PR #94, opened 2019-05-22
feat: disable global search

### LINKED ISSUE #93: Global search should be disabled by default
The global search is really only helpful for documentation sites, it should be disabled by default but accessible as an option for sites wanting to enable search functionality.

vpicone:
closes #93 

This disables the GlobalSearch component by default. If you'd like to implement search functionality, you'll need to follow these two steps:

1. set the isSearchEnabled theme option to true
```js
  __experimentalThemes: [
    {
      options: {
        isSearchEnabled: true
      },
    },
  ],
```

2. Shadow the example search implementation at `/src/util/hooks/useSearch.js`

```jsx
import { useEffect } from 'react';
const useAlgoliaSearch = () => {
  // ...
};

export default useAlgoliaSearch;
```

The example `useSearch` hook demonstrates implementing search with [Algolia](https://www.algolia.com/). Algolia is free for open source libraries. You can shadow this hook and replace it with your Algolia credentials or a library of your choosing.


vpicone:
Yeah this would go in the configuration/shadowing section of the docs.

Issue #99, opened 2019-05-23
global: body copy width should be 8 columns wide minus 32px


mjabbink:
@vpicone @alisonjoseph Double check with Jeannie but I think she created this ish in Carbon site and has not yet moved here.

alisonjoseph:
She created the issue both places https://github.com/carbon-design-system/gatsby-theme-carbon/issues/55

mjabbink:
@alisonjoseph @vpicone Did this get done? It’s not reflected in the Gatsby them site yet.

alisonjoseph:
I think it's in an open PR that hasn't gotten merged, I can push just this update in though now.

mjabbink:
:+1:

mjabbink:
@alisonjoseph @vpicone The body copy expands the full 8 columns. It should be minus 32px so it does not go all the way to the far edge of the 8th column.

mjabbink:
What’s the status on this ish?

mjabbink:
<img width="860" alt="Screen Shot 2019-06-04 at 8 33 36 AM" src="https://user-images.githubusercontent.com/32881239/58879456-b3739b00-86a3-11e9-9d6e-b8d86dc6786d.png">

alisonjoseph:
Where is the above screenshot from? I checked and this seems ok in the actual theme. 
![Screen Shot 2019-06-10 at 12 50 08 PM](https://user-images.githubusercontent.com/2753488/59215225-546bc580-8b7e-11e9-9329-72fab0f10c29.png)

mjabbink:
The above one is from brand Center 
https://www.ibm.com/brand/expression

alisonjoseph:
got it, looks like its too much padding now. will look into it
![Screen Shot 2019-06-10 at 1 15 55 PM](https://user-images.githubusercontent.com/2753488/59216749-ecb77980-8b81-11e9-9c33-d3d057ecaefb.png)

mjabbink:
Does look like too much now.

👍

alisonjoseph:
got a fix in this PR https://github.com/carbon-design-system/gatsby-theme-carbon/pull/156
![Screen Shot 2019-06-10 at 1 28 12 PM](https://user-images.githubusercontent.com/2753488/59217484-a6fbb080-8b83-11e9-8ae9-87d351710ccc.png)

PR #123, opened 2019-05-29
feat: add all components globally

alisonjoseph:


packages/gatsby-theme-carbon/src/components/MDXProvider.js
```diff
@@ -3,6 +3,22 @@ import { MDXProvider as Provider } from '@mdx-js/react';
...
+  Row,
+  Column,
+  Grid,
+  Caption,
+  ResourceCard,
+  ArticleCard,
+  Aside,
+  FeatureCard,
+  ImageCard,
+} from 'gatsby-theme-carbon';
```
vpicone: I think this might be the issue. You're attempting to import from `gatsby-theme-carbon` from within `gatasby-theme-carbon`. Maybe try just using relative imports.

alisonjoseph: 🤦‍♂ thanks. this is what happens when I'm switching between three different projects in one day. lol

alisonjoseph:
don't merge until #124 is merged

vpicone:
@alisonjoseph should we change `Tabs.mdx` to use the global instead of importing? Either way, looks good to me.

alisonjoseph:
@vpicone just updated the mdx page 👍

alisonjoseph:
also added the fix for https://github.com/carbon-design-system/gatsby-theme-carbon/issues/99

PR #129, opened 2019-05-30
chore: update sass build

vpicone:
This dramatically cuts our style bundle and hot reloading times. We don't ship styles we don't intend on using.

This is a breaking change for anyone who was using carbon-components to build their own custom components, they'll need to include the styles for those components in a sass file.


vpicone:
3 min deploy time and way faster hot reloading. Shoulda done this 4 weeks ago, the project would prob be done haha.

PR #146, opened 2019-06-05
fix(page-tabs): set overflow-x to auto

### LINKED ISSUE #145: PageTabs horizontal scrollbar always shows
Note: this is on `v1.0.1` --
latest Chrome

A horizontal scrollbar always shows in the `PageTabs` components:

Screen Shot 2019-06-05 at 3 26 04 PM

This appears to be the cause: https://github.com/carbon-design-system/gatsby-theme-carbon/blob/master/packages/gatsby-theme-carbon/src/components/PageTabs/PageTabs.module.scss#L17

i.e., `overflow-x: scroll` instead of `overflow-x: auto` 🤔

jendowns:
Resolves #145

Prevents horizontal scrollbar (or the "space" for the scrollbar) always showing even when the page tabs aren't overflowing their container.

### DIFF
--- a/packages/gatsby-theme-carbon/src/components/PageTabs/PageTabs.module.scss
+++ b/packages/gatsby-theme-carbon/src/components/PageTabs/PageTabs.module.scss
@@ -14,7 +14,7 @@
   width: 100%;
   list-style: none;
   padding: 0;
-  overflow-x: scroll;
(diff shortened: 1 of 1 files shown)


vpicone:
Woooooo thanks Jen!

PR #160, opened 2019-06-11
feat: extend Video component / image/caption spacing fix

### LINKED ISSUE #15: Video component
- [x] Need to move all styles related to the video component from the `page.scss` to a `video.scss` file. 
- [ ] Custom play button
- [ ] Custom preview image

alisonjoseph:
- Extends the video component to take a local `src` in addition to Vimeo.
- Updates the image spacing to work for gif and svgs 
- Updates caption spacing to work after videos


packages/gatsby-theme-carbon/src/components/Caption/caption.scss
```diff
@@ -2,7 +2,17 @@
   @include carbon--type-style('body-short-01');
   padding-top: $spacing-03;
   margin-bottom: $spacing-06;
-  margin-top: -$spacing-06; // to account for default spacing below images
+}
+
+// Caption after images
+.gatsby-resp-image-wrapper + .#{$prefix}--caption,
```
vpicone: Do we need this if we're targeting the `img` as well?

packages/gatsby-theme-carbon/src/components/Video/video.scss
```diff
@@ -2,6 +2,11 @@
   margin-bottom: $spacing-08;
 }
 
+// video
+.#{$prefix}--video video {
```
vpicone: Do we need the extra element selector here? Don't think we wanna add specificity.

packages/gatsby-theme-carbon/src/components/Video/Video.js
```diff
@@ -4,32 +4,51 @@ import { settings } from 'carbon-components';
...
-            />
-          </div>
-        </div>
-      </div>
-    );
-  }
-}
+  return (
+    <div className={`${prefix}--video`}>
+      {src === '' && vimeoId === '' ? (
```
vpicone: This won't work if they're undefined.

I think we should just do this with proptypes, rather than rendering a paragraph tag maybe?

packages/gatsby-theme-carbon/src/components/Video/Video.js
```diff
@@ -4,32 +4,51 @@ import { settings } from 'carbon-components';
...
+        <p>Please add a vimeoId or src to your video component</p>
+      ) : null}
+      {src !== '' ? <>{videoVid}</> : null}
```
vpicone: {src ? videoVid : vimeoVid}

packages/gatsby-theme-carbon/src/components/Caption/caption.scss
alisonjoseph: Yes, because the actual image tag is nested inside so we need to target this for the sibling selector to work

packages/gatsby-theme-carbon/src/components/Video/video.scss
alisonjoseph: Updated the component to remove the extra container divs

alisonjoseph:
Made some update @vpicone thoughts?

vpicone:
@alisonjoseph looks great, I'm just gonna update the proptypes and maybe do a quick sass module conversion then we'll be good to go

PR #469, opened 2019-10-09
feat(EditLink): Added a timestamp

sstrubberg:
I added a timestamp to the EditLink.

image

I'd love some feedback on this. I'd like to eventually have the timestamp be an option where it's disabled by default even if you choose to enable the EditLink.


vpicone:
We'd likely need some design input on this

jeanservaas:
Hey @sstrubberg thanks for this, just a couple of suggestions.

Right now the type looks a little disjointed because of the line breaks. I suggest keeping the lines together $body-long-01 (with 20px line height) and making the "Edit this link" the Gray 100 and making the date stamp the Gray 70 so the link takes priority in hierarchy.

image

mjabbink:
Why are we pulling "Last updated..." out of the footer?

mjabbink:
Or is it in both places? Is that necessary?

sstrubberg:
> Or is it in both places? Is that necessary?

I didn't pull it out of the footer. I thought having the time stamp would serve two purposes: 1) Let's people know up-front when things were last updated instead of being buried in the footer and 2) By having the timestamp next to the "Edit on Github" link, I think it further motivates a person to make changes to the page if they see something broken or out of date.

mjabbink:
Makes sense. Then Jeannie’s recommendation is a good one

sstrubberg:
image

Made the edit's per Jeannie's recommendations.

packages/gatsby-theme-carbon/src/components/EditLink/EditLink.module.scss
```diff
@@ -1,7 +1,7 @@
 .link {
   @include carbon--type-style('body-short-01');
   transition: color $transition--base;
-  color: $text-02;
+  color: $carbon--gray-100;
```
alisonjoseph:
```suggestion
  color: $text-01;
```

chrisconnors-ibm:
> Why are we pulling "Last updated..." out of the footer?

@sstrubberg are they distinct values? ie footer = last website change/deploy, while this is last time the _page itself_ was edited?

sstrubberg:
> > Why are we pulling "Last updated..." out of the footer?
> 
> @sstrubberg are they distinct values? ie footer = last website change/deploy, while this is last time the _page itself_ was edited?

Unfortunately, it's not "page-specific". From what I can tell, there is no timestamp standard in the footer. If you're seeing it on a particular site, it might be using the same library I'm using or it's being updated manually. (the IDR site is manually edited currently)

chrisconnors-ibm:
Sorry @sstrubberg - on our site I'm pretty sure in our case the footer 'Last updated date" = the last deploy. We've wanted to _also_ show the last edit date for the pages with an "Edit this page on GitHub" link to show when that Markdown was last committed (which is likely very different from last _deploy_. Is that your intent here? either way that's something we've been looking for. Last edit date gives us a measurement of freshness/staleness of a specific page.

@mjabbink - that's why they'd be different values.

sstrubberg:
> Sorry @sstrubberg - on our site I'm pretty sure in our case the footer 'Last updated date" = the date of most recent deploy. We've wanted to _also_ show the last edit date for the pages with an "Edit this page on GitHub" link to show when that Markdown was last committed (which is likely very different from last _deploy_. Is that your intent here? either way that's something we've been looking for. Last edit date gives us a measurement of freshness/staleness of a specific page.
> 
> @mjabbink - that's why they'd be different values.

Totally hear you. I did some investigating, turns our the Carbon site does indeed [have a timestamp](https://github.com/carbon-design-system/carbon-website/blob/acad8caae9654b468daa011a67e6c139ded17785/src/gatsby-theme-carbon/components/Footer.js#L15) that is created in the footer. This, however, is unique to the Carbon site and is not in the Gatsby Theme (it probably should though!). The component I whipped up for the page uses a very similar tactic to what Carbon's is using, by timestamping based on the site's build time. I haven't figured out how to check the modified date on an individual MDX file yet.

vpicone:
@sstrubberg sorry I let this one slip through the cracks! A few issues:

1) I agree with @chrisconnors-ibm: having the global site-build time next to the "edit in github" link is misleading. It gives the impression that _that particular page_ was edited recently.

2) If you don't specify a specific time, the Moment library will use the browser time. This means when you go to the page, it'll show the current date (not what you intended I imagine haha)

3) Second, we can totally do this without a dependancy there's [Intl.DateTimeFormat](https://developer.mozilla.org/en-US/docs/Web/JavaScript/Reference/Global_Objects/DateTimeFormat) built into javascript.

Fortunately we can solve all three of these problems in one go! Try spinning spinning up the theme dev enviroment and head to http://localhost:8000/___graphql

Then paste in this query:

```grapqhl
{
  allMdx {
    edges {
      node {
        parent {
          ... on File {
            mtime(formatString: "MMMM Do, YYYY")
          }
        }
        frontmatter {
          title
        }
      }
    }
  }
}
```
▬▬▬▬▬▬▬▬▬▬
The problem: The first line of the records and every line down to the line with "### LINKED ISSUE #93: Global" must be quoted exactly; leave out all else.

Solution to the exercise:
PR #94, opened 2019-05-22
feat: disable global search

### LINKED ISSUE #93: Global search should be disabled by default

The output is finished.